### Aim of the exercise
Where the string "compose" occurs in a line of the entries below, copy that line.
Dataset records section start
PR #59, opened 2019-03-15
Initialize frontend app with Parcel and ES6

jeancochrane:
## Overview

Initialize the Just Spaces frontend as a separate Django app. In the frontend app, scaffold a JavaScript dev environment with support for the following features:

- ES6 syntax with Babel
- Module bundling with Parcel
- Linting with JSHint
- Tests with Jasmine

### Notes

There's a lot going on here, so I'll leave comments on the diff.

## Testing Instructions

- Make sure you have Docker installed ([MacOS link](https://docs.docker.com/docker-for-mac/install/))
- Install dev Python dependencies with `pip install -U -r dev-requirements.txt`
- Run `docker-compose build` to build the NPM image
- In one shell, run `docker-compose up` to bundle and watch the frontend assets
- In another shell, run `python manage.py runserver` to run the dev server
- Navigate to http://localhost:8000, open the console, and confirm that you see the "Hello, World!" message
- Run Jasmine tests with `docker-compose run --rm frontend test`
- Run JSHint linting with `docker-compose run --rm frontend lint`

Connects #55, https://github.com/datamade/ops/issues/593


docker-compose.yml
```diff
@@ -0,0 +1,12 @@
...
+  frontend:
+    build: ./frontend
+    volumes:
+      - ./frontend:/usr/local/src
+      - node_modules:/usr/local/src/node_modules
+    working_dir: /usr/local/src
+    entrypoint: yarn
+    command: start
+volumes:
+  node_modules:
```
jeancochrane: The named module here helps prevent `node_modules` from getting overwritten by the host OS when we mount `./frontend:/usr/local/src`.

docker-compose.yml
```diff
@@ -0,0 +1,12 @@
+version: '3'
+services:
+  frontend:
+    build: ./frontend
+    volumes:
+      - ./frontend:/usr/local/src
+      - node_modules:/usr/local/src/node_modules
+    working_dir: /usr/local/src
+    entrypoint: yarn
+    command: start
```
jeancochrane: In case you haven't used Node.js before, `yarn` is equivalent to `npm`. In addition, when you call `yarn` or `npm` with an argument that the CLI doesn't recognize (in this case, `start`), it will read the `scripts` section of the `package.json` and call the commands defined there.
Dataset records section end
### Answer space
- Run `docker-compose build` to build the NPM image
- In one shell, run `docker-compose up` to bundle and watch the frontend assets
- Run Jasmine tests with `docker-compose run --rm frontend test`
- Run JSHint linting with `docker-compose run --rm frontend lint`
docker-compose.yml
docker-compose.yml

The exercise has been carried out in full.